• **Exercise objective**
Copy out, unchanged, every line from the start of the records to the line that contains "PR #1116, opened 2017-02-13", and stop there.

• **The data**
PR #1115, opened 2017-02-12
Fix Python 2.6 builds

Lukasa:
So, cryptography currently doesn't have a wheel build for Python 2.6, which is causing our master branch tests to fail. This is because we're setting CFLAGS and LDFLAGS for the original build, which are unfortunately saved and re-used *badly* for subsequent pip builds.

I'm going to try to fix it.

### DIFF
--- a/_travis/install.sh
+++ b/_travis/install.sh
@@ -10,12 +10,6 @@ if [[ "$(uname -s)" == 'Darwin' ]]; then
     brew outdated openssl || brew upgrade openssl
     brew install openssl@1.1
 
-    # We can't use OpenSSL@1.1 for the standard library, because it's
-    # unsupported, but we want it for PyOpenSSL. So use regular openssl here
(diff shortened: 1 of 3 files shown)


sigmavirus24:
I suspect this will work just fine, my only request is that the commit message be updated to explain why this is okay (e.g., that the wheels don't need these environment variables set and they break things on OSX Py2.6)

Lukasa:
Yeah, right now this is mostly exploratory: I have my suspicions that this *won't* work and then we'll want to investigate why. But then yes, I'm happy to go back and fix that.

Lukasa:
And indeed it does not work.

Lukasa:
@sigmavirus24 Mind doing a review here?

Lukasa:
(Or indeed anyone else who has nothing to do of a Sunday.)

PR #1116, opened 2017-02-13
Find supported TLS version in tests.

### LINKED ISSUE #1114: Reduce reliance on specific TLS/SSL constants
There are a bunch of tests in `test.with_dummyserver.with_https` that rely on having specific OpenSSL constants present (e.g. Some of the ones in TestHTTPS_TLSv1. Ideally these tests would be refactored to be more tolerant of not having some constants around by picking the ones they can get, rather than being specific. 

Related: #1113

Lukasa:
Resolves #1114.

• **Solution**
PR #1115, opened 2017-02-12
Fix Python 2.6 builds

Lukasa:
So, cryptography currently doesn't have a wheel build for Python 2.6, which is causing our master branch tests to fail. This is because we're setting CFLAGS and LDFLAGS for the original build, which are unfortunately saved and re-used *badly* for subsequent pip builds.

I'm going to try to fix it.

### DIFF
--- a/_travis/install.sh
+++ b/_travis/install.sh
@@ -10,12 +10,6 @@ if [[ "$(uname -s)" == 'Darwin' ]]; then
     brew outdated openssl || brew upgrade openssl
     brew install openssl@1.1
 
-    # We can't use OpenSSL@1.1 for the standard library, because it's
-    # unsupported, but we want it for PyOpenSSL. So use regular openssl here
(diff shortened: 1 of 3 files shown)


sigmavirus24:
I suspect this will work just fine, my only request is that the commit message be updated to explain why this is okay (e.g., that the wheels don't need these environment variables set and they break things on OSX Py2.6)

Lukasa:
Yeah, right now this is mostly exploratory: I have my suspicions that this *won't* work and then we'll want to investigate why. But then yes, I'm happy to go back and fix that.

Lukasa:
And indeed it does not work.

Lukasa:
@sigmavirus24 Mind doing a review here?

Lukasa:
(Or indeed anyone else who has nothing to do of a Sunday.)

PR #1116, opened 2017-02-13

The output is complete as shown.